### [Records to process]

"""

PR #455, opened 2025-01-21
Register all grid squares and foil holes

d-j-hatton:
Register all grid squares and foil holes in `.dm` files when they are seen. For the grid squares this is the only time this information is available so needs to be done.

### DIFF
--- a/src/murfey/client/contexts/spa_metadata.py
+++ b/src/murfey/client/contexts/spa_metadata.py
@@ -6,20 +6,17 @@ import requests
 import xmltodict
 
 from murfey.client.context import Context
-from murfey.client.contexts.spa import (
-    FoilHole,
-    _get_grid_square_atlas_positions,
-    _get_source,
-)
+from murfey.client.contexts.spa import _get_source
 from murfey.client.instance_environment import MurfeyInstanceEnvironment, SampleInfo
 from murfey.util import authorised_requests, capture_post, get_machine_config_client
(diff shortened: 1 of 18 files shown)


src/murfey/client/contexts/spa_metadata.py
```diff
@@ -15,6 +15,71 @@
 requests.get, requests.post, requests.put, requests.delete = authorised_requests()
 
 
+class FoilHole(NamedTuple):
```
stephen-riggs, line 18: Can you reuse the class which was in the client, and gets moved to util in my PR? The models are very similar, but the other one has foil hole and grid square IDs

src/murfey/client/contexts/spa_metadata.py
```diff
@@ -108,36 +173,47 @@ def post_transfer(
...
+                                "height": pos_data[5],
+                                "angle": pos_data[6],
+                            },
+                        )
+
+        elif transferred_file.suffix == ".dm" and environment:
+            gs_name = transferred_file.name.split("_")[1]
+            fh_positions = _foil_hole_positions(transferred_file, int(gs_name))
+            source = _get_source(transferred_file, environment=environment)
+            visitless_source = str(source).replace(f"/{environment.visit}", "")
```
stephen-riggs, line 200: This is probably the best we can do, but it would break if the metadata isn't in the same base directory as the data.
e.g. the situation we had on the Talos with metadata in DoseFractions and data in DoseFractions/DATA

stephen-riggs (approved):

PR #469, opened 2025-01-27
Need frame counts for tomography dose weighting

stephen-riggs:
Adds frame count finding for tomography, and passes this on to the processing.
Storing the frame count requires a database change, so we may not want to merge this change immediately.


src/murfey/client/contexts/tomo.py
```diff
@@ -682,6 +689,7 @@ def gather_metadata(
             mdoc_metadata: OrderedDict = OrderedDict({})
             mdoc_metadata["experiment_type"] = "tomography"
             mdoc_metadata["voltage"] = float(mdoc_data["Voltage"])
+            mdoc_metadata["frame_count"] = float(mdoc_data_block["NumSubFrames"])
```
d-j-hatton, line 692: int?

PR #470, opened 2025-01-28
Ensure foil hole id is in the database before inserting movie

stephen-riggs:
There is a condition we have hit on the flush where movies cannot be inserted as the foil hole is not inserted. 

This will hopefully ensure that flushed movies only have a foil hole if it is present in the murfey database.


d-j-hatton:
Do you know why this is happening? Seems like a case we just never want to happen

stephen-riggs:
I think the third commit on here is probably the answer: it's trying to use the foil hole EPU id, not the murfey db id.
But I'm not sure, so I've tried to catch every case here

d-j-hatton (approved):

"""
"""

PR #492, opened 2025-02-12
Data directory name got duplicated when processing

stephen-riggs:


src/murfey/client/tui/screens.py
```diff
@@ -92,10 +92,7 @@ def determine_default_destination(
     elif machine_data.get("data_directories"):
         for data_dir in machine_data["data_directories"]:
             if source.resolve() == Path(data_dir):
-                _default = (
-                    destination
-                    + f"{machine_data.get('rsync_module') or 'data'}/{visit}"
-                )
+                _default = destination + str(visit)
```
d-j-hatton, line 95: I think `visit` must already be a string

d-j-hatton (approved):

"""

### [How to complete this task]
Return, with no change at all, every line in the entries above from the line containing "from murfey.client.context import Context" through the line containing "e.g. the situation".

### [Task answer]
 from murfey.client.context import Context
-from murfey.client.contexts.spa import (
-    FoilHole,
-    _get_grid_square_atlas_positions,
-    _get_source,
-)
+from murfey.client.contexts.spa import _get_source
 from murfey.client.instance_environment import MurfeyInstanceEnvironment, SampleInfo
 from murfey.util import authorised_requests, capture_post, get_machine_config_client
(diff shortened: 1 of 18 files shown)


src/murfey/client/contexts/spa_metadata.py
```diff
@@ -15,6 +15,71 @@
 requests.get, requests.post, requests.put, requests.delete = authorised_requests()
 
 
+class FoilHole(NamedTuple):
```
stephen-riggs, line 18: Can you reuse the class which was in the client, and gets moved to util in my PR? The models are very similar, but the other one has foil hole and grid square IDs

src/murfey/client/contexts/spa_metadata.py
```diff
@@ -108,36 +173,47 @@ def post_transfer(
...
+                                "height": pos_data[5],
+                                "angle": pos_data[6],
+                            },
+                        )
+
+        elif transferred_file.suffix == ".dm" and environment:
+            gs_name = transferred_file.name.split("_")[1]
+            fh_positions = _foil_hole_positions(transferred_file, int(gs_name))
+            source = _get_source(transferred_file, environment=environment)
+            visitless_source = str(source).replace(f"/{environment.visit}", "")
```
stephen-riggs, line 200: This is probably the best we can do, but it would break if the metadata isn't in the same base directory as the data.
e.g. the situation we had on the Talos with metadata in DoseFractions and data in DoseFractions/DATA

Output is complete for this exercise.